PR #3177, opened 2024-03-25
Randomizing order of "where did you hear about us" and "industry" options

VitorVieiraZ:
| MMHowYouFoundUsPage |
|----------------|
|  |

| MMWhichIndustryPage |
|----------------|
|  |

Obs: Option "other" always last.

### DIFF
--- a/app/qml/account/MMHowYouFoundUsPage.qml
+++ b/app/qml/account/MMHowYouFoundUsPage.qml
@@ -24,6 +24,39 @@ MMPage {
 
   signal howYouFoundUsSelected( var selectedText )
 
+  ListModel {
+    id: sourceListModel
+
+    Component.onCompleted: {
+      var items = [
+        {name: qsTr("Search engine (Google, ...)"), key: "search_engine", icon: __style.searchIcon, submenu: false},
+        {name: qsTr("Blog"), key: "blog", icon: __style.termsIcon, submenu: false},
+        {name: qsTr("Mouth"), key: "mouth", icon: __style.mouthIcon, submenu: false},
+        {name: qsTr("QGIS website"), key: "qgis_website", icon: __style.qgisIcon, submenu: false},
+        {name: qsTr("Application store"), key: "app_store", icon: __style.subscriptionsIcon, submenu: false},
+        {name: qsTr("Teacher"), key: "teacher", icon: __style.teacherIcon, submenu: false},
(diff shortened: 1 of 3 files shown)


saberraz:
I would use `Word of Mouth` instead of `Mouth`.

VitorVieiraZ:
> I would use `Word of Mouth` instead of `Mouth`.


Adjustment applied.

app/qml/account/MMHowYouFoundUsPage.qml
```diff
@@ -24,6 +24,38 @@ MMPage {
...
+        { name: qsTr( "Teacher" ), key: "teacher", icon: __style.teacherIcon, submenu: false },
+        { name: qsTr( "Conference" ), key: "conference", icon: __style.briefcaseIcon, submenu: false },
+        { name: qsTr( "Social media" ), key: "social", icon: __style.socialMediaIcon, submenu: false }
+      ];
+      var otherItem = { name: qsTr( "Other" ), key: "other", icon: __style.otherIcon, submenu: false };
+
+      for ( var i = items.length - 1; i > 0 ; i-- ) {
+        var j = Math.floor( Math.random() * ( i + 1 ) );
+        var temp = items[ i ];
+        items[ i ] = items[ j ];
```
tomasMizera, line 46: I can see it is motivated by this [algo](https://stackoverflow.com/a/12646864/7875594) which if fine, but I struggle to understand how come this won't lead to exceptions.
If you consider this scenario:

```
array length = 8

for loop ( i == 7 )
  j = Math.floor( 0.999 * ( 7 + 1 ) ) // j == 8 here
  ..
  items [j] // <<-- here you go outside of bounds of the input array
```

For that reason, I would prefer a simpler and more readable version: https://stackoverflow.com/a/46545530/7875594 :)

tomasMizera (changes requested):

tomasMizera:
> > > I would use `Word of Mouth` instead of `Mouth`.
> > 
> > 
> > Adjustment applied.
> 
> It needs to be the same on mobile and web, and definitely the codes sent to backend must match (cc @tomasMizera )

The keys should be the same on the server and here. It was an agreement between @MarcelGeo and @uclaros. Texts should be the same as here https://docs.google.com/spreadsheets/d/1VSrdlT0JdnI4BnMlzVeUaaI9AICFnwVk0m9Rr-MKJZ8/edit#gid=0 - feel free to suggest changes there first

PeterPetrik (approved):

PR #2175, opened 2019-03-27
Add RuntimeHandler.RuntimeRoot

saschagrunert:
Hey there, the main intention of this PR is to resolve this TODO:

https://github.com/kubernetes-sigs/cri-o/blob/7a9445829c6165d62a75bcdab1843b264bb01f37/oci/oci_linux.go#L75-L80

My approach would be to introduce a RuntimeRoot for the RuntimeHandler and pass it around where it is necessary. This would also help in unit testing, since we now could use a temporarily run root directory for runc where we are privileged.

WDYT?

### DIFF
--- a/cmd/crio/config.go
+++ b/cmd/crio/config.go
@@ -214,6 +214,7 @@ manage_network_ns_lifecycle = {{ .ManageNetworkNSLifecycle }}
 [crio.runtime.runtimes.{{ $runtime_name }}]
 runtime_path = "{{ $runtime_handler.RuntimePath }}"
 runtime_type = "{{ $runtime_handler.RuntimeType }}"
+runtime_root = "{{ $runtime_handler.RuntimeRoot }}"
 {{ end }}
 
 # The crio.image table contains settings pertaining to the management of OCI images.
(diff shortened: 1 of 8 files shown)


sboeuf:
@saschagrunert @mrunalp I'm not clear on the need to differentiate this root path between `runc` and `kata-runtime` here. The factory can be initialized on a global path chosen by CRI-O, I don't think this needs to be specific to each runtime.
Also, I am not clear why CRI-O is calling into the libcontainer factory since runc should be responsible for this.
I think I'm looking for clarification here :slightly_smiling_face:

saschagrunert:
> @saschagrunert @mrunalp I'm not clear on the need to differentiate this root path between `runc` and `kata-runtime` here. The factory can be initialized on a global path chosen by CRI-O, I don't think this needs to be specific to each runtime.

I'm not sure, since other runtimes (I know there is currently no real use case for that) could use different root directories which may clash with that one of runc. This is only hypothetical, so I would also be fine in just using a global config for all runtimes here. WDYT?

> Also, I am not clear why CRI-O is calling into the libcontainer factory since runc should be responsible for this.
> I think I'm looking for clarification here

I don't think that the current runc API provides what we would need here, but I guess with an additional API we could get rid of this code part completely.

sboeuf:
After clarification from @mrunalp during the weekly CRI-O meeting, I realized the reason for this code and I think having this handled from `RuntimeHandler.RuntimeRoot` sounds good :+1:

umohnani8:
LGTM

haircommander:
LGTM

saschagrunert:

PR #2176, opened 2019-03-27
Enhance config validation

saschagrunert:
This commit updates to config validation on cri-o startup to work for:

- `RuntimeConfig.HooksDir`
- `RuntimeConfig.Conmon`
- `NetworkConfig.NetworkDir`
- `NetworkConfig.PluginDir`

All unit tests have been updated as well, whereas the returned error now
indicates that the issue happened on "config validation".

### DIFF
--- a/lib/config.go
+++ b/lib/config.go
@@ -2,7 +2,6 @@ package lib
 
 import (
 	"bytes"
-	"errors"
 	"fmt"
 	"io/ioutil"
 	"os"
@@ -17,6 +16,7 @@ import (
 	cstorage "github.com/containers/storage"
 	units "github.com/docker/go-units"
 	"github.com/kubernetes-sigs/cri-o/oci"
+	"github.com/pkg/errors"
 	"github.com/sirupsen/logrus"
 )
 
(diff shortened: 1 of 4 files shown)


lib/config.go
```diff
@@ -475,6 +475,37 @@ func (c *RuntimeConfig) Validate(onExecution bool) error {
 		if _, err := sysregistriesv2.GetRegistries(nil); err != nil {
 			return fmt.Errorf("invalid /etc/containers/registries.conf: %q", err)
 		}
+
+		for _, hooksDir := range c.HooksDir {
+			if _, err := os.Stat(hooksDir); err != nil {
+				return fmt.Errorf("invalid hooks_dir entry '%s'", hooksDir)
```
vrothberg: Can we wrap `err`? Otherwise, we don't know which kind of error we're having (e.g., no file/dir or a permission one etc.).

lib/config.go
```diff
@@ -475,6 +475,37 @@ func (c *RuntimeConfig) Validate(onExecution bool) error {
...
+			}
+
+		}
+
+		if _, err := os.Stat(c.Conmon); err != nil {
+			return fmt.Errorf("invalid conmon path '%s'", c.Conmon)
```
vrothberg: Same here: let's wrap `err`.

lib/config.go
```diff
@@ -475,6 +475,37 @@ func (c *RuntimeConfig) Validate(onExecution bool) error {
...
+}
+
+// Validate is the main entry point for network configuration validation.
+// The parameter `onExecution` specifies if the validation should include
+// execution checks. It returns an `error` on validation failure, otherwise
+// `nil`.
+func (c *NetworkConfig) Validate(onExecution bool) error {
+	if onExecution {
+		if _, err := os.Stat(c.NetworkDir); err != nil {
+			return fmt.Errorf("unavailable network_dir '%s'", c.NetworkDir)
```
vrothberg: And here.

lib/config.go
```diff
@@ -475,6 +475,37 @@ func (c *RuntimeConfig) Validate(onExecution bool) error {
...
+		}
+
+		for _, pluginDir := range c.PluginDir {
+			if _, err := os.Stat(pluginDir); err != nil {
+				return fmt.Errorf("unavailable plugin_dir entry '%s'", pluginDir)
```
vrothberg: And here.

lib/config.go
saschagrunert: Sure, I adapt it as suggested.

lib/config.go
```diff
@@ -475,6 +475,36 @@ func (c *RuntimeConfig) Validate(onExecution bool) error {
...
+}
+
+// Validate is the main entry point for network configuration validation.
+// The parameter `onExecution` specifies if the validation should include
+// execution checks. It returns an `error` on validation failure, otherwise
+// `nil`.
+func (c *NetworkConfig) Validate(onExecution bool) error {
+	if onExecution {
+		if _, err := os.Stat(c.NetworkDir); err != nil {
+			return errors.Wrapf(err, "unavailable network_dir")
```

*Directions for this task:* Every line of the entries above that holds "calling" should be copied out.

*Response box:*
Also, I am not clear why CRI-O is calling into the libcontainer factory since runc should be responsible for this.
> Also, I am not clear why CRI-O is calling into the libcontainer factory since runc should be responsible for this.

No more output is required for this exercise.